■ Assignment: Nothing in the records may change. Output them all exactly.

■ Exercise materials:

PR #1947, opened 2026-07-13
Review Desktop: Submit the user tag correctly to the server

moonyuet:
## Changelog Description
This PR is to fix the bug on the user mentions in the review desktop when users submitting the comment with the user tags.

■ Response to the task:
PR #1947, opened 2026-07-13
Review Desktop: Submit the user tag correctly to the server

moonyuet:
## Changelog Description
This PR is to fix the bug on the user mentions in the review desktop when users submitting the comment with the user tags.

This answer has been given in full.